(EXERCISE OBJECTIVE) Output exactly the lines from the one with "Finish deprecation of" through the last line of the data below, both included, and nothing more.

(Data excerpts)
━━━━━━━━━━━━━━━━━━━━

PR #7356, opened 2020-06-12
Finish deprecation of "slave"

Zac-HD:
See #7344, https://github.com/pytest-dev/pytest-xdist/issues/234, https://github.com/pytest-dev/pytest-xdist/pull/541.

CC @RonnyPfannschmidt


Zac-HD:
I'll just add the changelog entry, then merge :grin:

━━━━━━━━━━━━━━━━━━━━

(WRITTEN ANSWER)
Finish deprecation of "slave"

Zac-HD:
See #7344, https://github.com/pytest-dev/pytest-xdist/issues/234, https://github.com/pytest-dev/pytest-xdist/pull/541.

CC @RonnyPfannschmidt


Zac-HD:
I'll just add the changelog entry, then merge :grin:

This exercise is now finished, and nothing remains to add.